Reforzar el apoyo específico a jóvenes agricultores y ganaderos, garantizar rentas dignas, eliminar los derechos históricos que perpetúan desigualdades y asegurar un presupuesto de la PAC suficiente y estable para sostener proyectos de vida en el medio rural
Además, es vital aplicar de forma obligatoria el capping y la degresividad, mantener y reforzar el pago redistributivo, reorientar las ayudas hacia quienes más lo necesitan y aportan valor social y ambiental, y acabar con los subsidios perversos que favorecen la concentración de tierras y ayudas
Ganadería extensiva en riesgo frente al auge de las macrogranjas
La ganadería extensiva, especialmente de ovino y vacuno en zonas de montaña y secano, está en grave riesgo de desaparición si no se corrige el actual diseño de las ayudas. Baja rentabilidad, altos costes, una fuerte volatilidad de los mercados y, de nuevo, la presión de las macrogranjas asfixian a estas explotaciones, esenciales para el mantenimiento del paisaje, la biodiversidad y la prevención de incendios.
¿Qué propone Por Otra PAC?
Reorientar las subvenciones hacia la ganadería extensiva, limitar las ayudas a grandes perceptores, reforzar la condicionalidad ambiental y social, y ligar los fondos públicos al bienestar animal y a la protección del medio ambiente. Para ello es necesario además reforzar los controles y las sanciones asociadas a la condicionalidad ambiental y social de la PAC, garantizando su aplicación efectiva en todo el territorio. De manera especial, resulta urgente actuar frente a la contaminación por nitratos y las emisiones de gases de efecto invernadero, asegurando que la percepción de fondos públicos esté vinculada al cumplimiento real de las normas ambientales y a la protección de la salud de las personas y de los ecosistemas rurales.
También es clave incorporar un eco-régimen específico para el pastoreo, que reconozca y remunere adecuadamente su contribución a la prevención de incendios, la conservación de la biodiversidad y el mantenimiento de paisajes vivos y funcionales. Junto a ello, resulta imprescindible financiar infraestructuras básicas de apoyo a este modelo, como son los puntos de agua, refugios y la mejora de las vías pecuarias. Además, hay que avanzar en la digitalización de la gestión de los rebaños, facilitando el trabajo diario de los y las ganaderas y reforzando la viabilidad económica y social de esta actividad clave para el territorio.

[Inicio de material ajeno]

PR #356, opened 2015-05-31
Handle deserialization via NetworkParameters for alternative format support

rnicoll:
Extract common interface from BitcoinSerializer to support alternative serializers, as well as dummy serializer for message classes which do not have their network parameters.
Thread BitcoinSerializer through messages in place of existing parseLazy and parseRetain properties.
Insert dummy serializer into message subclasses when deserialized by Java.
Replace calls to construct Block/Transaction classes from payloads, with calls to MessageSerializer, so alternative formats can be supported elegantly.
Minor documentation changes.


rnicoll:
This also leads on to a Hibernate-esque parsing framework if you wanted to go down that path, where rather than embedding the logic in each Message subclass, more is pushed into the serializer and controlled via annotations & reflection.

mikehearn:
I think we want to avoid reflection as part of the core system for now, for a few different reasons.

Are there any alt coins that don't use Satoshi's binary format? What is motivating this change, specifically?

mikehearn:
Ah, never mind, I see now that this pull is another attempt to do auxpow support. OK, will review this later when I have some time.

rnicoll:
Yup, it's AuxPoW enabling with a bunch of extra hooks while I'm there. I think the approach of tracking parseLazy/parseRetain via the serializer is a neater one, as well, though. In theory also enables weirder formats such as Myriad. Happy to cut this back if I've gone too far adding in hooks.

core/src/main/java/org/bitcoinj/core/NetworkParameters.java
```diff
@@ -420,4 +421,21 @@ public int getBip32HeaderPriv() {
      * networks.
      */
     public abstract boolean hasMaxMoney();
+
+    /**
+     * Return the default serializer for this network. This is a shared serializer.
+     * @return 
+     */
+    public final MessageSerializer getDefaultSerializer() {
```
mikehearn: Shouldn't this be synchronized?

mikehearn:
This looks good to me: the changes are all fairly mechanical.

However it's also kind of a big change. Though I think the risk of regressions is fairly low, I'm trying to ship 0.13 at the moment (kinda futile with the block size debate taking up so much time). I'd rather bump this change to immediately after 0.13 is out (ie. 0.14), so there's more time to find regressions.

How does that sound to you? Reasonable?

rnicoll:
Absolutely no hurry on this stuff, just need to know the general theory is sound, and can merge in a few months once I've had a chance to build stuff on the extension library.

So, sounds good.

mikehearn:
We've branched for 0.13 so this can be merged now. @schildbach, does it look OK to you?

schildbach:
It looks correct as far as I can tell. I can't say if the introduced interface is useful to altcoins or not – for this I need to trust Ross.

I'm not so happy about the separation of commits. Two commits seem to have mostly the same description – should they perhaps merged into one? JavaDoc corrections on the other hand could have been put on a different PR – that way we could have merged them separately already weeks ago.

schildbach:
I just saw that there is one inline comment by Mike which is not addressed I think. If you work on the PR, can you rebase on current master? – Thanks.

core/src/main/java/org/bitcoinj/core/NetworkParameters.java
rnicoll: In theory it's fine without, as creating two serializers isn't the end of the world, realised should just in case someone makes the serializer mutable.

rnicoll:
Rebased, Javadoc comments moved out, commits squashed, and added synchronization to the serializer construction method. Do let me know if there's any other problems.

rnicoll:
Rebased to bring it up to date with master.

schildbach:
Merged. Many thanks for bearing with us.

mikehearn:
Yes, thanks again.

La futura PAC: menos presupuesto y un segundo pilar debilitado
Las negociaciones de la PAC post-2027 apuntan a un escenario preocupante: menos presupuesto, riesgo de renacionalización y debilitamiento del segundo pilar, clave para el desarrollo rural, la diversificación económica y la transición ecológica. Un golpe directo para territorios extensos y rurales como Aragón.

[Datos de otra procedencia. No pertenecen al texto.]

PR #358, opened 2015-06-01
Fix issued receive keys & child num order

schildbach:
These two commits could be merged separately.


mikehearn:
LGTM

schildbach:
Thanks for the review! I clarified the comment a bit and merged.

¿Qué propone Por Otra PAC?
No reducir el presupuesto de la PAC, mantener su carácter verdaderamente común, destinar al menos el 50 % de las ayudas a afrontar la triple crisis climática, ambiental y de biodiversidad, y reforzar el desarrollo rural con gobernanza participativa y transparente de organizaciones agrarias, ambientales y sociales.
Las tres organizaciones y la Coalición Por Otra PAC piden altura de miras a las candidatas y candidatos a las Cortes de Aragón. Porque el rumbo del sistema agroalimentario no es una cuestión menor ni sectorial: es una decisión política de primer orden.